CITTÀ SOLA (Lacasadargilla)

Questa recensione fa parte di Cordelia, giugno 2023

Foto Angelo Maggio

Scrive in prima persona Olivia Laing, facendo dell’incontro tra autobiografia e saggistica la sua cifra: l’aneddoto personale si fa pretesto per un’indagine profonda e ampia di luoghi e soprattutto persone. Città sola, il suo primo lavoro pubblicato in Italia, rientra in questa definizione di saggio intimo. Lacasadargilla ne coglie spunti e temi per farne materia di lavoro teatrale. L’esperienza di solitudine e la suggestione proveniente dallo spazio urbano di New York porta l’autrice a interrogare e farsi amici i fantasmi di grandi artisti e grandi solitari come Wharol, Hopper, David Wojnarowicz, Klaus Nomi. Emerge la conferma di come l’arte sia cura, ascolto, presenza, medicina o veleno, in ogni caso eredità. Il carattere compilativo del testo non lo rende immediatamente traducibile in drammaturgia: non a caso il primo approccio della compagnia lacasadargilla al bestseller è un progetto sonoro, un podcast che ricalcava sulla metropoli milanese l’idea dell’attraversamento urbano, proponendo allo spettatore l’ascolto in cuffia delle parole di Laing (la stessa formula, rimodulata sul parco di Tor Fiscale, verrà proposta durante il festival Attraversamenti Multipli 2023).
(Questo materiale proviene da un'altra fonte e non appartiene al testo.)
PR #2351, opened 2022-10-28
[improvement] move cloud-init wait into ubuntu class

LiliDeng:


lisa/operating_system.py
```diff
@@ -1061,6 +1044,15 @@ def _replace_default_entry(self, entry: str) -> None:
         cat = self._node.tools[Cat]
         cat.run("/etc/default/grub")
 
+    @retry(tries=10, delay=5)
```
squirrelsc: I think it doesn't need to add retry here, unless the `node.execute` raise exception. It rarely happens in LISA. This retry will work with the retry on Debian, so it will retry 10 times together.

lisa/transformers/kernel_installer.py
```diff
@@ -212,7 +212,7 @@ def install(self) -> str:
             f"deb {self.repo_url} {version_name} "
             f"restricted main multiverse universe"
         )
-        ubuntu.wait_running_package_process()
+        ubuntu._initialize_package_installation()
```
squirrelsc: 1. This part we need to think about how to refactor the code. Not to call a private method (starts with `_`) out of the class.
2. The original method name makes sense "wait running package process", because it needs to add repo. But it doesn't make sense to "initialize package installation", because no package will be installed after this line immediately.

lisa/operating_system.py
LiliDeng: remove

lisa/transformers/kernel_installer.py
LiliDeng: updated

lisa/transformers/kernel_installer.py
```diff
@@ -212,6 +212,7 @@ def install(self) -> str:
             f"deb {self.repo_url} {version_name} "
             f"restricted main multiverse universe"
         )
+        ubuntu.wait_cloud_init_finish()
```
squirrelsc: Should it be added into `wait_running_package_process`?

LiliDeng: then it will be run in every package installation.

squirrelsc: That's what we need to think about, why is the kernel installer special to wait cloud init? Why don't others need? Are we wrapping the functions in right way?

LiliDeng: kernel installer will update sources. List file by adding repo, if cloud-init does not finish the initialization work, the previous change will be overwritten.

squirrelsc: the os supports `add_repository`, can this be changed to use that method?

LiliDeng: updated

squirrelsc (approved):

PR #2356, opened 2022-10-29
[new case] verify_gdb

LiliDeng:


microsoft/testsuites/core/TestScripts/hello.c
```diff
@@ -0,0 +1,5 @@
+#include <stdio.h>
```
squirrelsc: use lower case for folders, it can be considered as test data, not test script. The c code is not script. So use `test_data` as folder name.

lisa/tools/gcc.py
```diff
@@ -26,11 +26,13 @@ def command(self) -> str:
     def can_install(self) -> bool:
         return True
 
-    def compile(self, filename: str, output_name: str = "") -> None:
+    def compile(
+        self, filename: str, output_name: str = "", arguments: str = ""
+    ) -> None:
         if output_name:
-            self.run(f"{filename} -o {output_name}")
+            self.run(f"{arguments} {filename} -o {output_name}", shell=True)
```
squirrelsc: 1. It needs force_run arguments to make sure every time, it's recompiled.
2. It's going complex, so compose the command line, and call `run` once. Like,

```python
cmd = f"{arguments} {filename}"
if output_name:
    cmd += f"-o {output_name}"

self.run....
```

lisa/tools/gdb.py
```diff
@@ -0,0 +1,26 @@
...
+class Gdb(Tool):
+    @property
+    def command(self) -> str:
+        return "gdb"
+
+    @property
+    def can_install(self) -> bool:
+        return True
+
+    def debug(self, filename: str, arguments: str = "-batch -ex 'run' -ex 'bt'") -> str:
```
squirrelsc: The `arguments` is not good to be default, because it doesn't like reusable or common. So just make arguments required.

microsoft/testsuites/core/gdb.py
```diff
@@ -0,0 +1,52 @@
...
+        priority=1,
+    )
+    def verify_gdb(self, node: Node) -> None:
+        if type(node.os) == CBLMariner:
+            node.os.install_packages(("binutils", "glibc-devel"))
+        self._copy_to_node(node, "hello.c")
+        node.tools[Gcc].compile(
+            f"{node.working_path}/hello.c", f"{node.working_path}/hello", "-g -ggdb"
+        )
+        output = node.tools[Gdb].debug(f"{node.working_path}/hello")
```
squirrelsc: This is to check if the VM will hang, how could it be detected?

microsoft/testsuites/core/gdb.py
```diff
@@ -0,0 +1,52 @@
...
+        matched = get_matched_str(output, self._gdb_output_pattern)
+        assert_that(matched).described_as(
+            f"dbg result doesn't matched expected value, actual output is {output}"
+        ).is_not_empty()
+
+    def _copy_to_node(self, node: Node, filename: str) -> None:
+        file_path = Path(os.path.dirname(__file__)) / "TestScripts" / filename
```
squirrelsc: This can be a const at class level, because the file is submitted, and never changed.

microsoft/testsuites/core/gdb.py
```diff
@@ -0,0 +1,52 @@
...
+        if not node.shell.exists(node.working_path / filename):
```
squirrelsc: Just copy as is, it's enough. So, the whole copy is only one line, it doesn't need a method.

microsoft/testsuites/core/gdb.py
```diff
@@ -0,0 +1,52 @@
...
+)
+class GDB(TestSuite):
+    # Hello World![Inferior 1 (process 1869) exited normally]
+    _gdb_output_pattern = re.compile(
+        r".*Hello World!\[Inferior .* \(process .*\) exited normally\].*"
+    )
+
+    @TestCaseMetadata(
+        description="""
+        This test case check gdb work well.
```
squirrelsc: More details, what error to be detected.

microsoft/testsuites/core/TestScripts/hello.c
LiliDeng: updated

lisa/tools/gcc.py
LiliDeng: updated

lisa/tools/gdb.py
LiliDeng: updated

microsoft/testsuites/core/gdb.py
LiliDeng: VM won't hung, just gdb output is unexpected in bad VM.
So check output has pattern 
```
    _gdb_output_pattern = re.compile(
        r".*Hello World!\[Inferior .* \(process .*\) exited normally\].*"
    )
```

microsoft/testsuites/core/gdb.py
LiliDeng: updated

microsoft/testsuites/core/gdb.py
LiliDeng: updated

microsoft/testsuites/core/gdb.py
LiliDeng: updated

microsoft/testsuites/core/gdb.py
LiliDeng: pass case output
```
Hello World![Inferior 1 (process 6753) exited normally]
No stack.
```

fail case output
```
Program received signal SIGSEGV, Segmentation fault.
0x0000000000000000 in ?? ()
#0  0x0000000000000000 in ?? ()
Backtrace stopped: previous frame identical to this frame (corrupt stack?)
```

both exit error code is 0

squirrelsc (approved):

PR #2358, opened 2022-10-31
DPDK: cleanup sriov enabled status in after-case

mcgov:
Make sure to clean up and re-enable SRIOV on the node in after_case. Defensive coding in the event the test fails while SRIOV is disabled.

### DIFF
--- a/microsoft/testsuites/dpdk/dpdksuite.py
+++ b/microsoft/testsuites/dpdk/dpdksuite.py
@@ -662,13 +662,13 @@ class Dpdk(TestSuite):
         environment: Environment = kwargs.pop("environment")
         for node in environment.nodes.list():
             interface = node.features[NetworkInterface]
+            if not interface.is_enabled_sriov():
+                log.debug("DPDK detected SRIOV was left disabled during cleanup.")
+                interface.switch_sriov(enable=True, wait=False, reset_connections=True)
             modprobe = node.tools[Modprobe]
             # cleanup driver changes
             if modprobe.module_exists("uio_hv_generic"):
                 node.tools[Service].stop_service("vpp")
                 modprobe.remove(["uio_hv_generic"])
-                node.close()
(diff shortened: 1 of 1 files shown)


LiliDeng:
I am interested in the root cause for when the AN disabled during testing, and why it was not set back after testing.

mcgov:
> I am interested in the root cause for when the AN disabled during testing, and why it was not set back after testing.

This is more of a defensive step, if there's an unexpected error during the test when sriov is disabled it would be good to check and re-enable it after the test. 

I've also started making sure to check and enable if needed at test start, since some of the SRIOV tests disable it and can potentially fail and leave it disabled. This is the second half to make sure my test doesn't unintentionally leave it disabled for other tests.

Since you pointed it out, I made a change to move the re-enable before the driver reloads, since re-enabling should be a 'safer' operation. Removed node.close call since the SRIOV re-enable will do this before the driver reloads are called.

microsoft/testsuites/dpdk/dpdksuite.py
```diff
@@ -661,9 +661,14 @@ def _force_dpdk_default_source(self, variables: Dict[str, Any]) -> None:
...
+            interface = node.features[NetworkInterface]
+            if not interface.is_enabled_sriov():
+                log.debug("DPDK detected SRIOV was left disabled during cleanup.")
+                interface.switch_sriov(enable=True, wait=False, reset_connections=True)
             modprobe = node.tools[Modprobe]
+            # cleanup driver changes
             if modprobe.module_exists("uio_hv_generic"):
                 node.tools[Service].stop_service("vpp")
                 modprobe.remove(["uio_hv_generic"])
-                node.close()
```
LiliDeng: not remove this, since switch_sriov is not always executed?

mcgov: fixed, good catch!

LiliDeng (approved):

A Primavera dei Teatri ha debuttato la versione scenica di questo lavoro modulare. Nel trasporlo dal solo suono alla messa in scena, Lisa Ferlazzo Natoli e Alessandro Ferroni ne affidano la mediazione al corpo vagante della regista. Insieme lettrice della Laing e Laing stessa, Natoli dispiega i sette capitoli di questo percorso circondata dalle immagini mutevoli di una scenografia proiettata e sostenuta da un denso ambiente sonoro. Il percorso tra immagini e biografie si articola dando ampio spazio alla parola scritta, la cui presenza è enfatizzata dal corposo interagire di Natoli con libri e dispositivi di lettura. Il risultato è una sorta di conferenza spettacolo sull’arte contemporanea che dice più che tradurre in segno teatrale la solitudine che racconta. (Sabrina Fasanella)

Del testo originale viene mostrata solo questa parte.